■ **EXERCISE AIM**: Transcribe the listing below in its entirety.

■ **RECORDED INFORMATION**:

————————

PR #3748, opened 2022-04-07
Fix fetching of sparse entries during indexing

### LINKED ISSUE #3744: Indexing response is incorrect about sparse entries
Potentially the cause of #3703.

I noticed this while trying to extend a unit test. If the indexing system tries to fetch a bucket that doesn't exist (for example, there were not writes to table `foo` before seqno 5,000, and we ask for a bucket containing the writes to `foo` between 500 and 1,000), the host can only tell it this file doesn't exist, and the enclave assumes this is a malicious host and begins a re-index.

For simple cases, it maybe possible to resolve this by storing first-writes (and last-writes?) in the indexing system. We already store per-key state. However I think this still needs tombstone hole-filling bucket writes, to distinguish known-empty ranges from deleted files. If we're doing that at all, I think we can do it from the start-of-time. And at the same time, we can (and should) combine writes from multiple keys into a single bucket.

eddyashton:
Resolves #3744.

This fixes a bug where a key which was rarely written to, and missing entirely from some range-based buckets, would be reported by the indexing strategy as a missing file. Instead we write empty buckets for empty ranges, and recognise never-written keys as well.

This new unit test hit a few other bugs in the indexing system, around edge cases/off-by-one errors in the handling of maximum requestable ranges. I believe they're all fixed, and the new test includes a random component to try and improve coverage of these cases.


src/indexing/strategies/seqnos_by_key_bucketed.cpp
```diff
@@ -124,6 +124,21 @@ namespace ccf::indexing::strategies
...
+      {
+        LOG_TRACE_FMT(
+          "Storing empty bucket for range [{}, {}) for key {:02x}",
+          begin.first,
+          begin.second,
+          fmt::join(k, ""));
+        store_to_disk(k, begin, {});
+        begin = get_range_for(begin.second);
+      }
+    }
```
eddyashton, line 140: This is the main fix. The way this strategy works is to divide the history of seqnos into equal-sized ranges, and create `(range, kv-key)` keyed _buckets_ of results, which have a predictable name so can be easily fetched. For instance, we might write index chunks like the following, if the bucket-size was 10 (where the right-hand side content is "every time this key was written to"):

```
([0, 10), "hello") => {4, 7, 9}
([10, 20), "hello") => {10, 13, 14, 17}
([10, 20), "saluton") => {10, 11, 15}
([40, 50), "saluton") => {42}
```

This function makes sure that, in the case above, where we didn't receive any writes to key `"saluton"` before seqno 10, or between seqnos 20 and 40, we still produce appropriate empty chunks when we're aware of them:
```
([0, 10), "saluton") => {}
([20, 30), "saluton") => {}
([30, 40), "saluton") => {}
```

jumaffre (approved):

————————

■ **TASK ANSWER**:
PR #3748, opened 2022-04-07
Fix fetching of sparse entries during indexing

### LINKED ISSUE #3744: Indexing response is incorrect about sparse entries
Potentially the cause of #3703.

I noticed this while trying to extend a unit test. If the indexing system tries to fetch a bucket that doesn't exist (for example, there were not writes to table `foo` before seqno 5,000, and we ask for a bucket containing the writes to `foo` between 500 and 1,000), the host can only tell it this file doesn't exist, and the enclave assumes this is a malicious host and begins a re-index.

For simple cases, it maybe possible to resolve this by storing first-writes (and last-writes?) in the indexing system. We already store per-key state. However I think this still needs tombstone hole-filling bucket writes, to distinguish known-empty ranges from deleted files. If we're doing that at all, I think we can do it from the start-of-time. And at the same time, we can (and should) combine writes from multiple keys into a single bucket.

eddyashton:
Resolves #3744.

This fixes a bug where a key which was rarely written to, and missing entirely from some range-based buckets, would be reported by the indexing strategy as a missing file. Instead we write empty buckets for empty ranges, and recognise never-written keys as well.

This new unit test hit a few other bugs in the indexing system, around edge cases/off-by-one errors in the handling of maximum requestable ranges. I believe they're all fixed, and the new test includes a random component to try and improve coverage of these cases.


src/indexing/strategies/seqnos_by_key_bucketed.cpp
```diff
@@ -124,6 +124,21 @@ namespace ccf::indexing::strategies
...
+      {
+        LOG_TRACE_FMT(
+          "Storing empty bucket for range [{}, {}) for key {:02x}",
+          begin.first,
+          begin.second,
+          fmt::join(k, ""));
+        store_to_disk(k, begin, {});
+        begin = get_range_for(begin.second);
+      }
+    }
```
eddyashton, line 140: This is the main fix. The way this strategy works is to divide the history of seqnos into equal-sized ranges, and create `(range, kv-key)` keyed _buckets_ of results, which have a predictable name so can be easily fetched. For instance, we might write index chunks like the following, if the bucket-size was 10 (where the right-hand side content is "every time this key was written to"):

```
([0, 10), "hello") => {4, 7, 9}
([10, 20), "hello") => {10, 13, 14, 17}
([10, 20), "saluton") => {10, 11, 15}
([40, 50), "saluton") => {42}
```

This function makes sure that, in the case above, where we didn't receive any writes to key `"saluton"` before seqno 10, or between seqnos 20 and 40, we still produce appropriate empty chunks when we're aware of them:
```
([0, 10), "saluton") => {}
([20, 30), "saluton") => {}
([30, 40), "saluton") => {}
```

jumaffre (approved):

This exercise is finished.